-------- Data extracts

PR #85, opened 2022-06-20
Minimal Settings screen UI

### LINKED ISSUE #37: Minimal Settings Screen UI
We need a very minimal way to

- [x] logout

----------------

Your task – The answer must be a single number: the count of lines in the listing that hold the string "Settings".

Response to the task – 2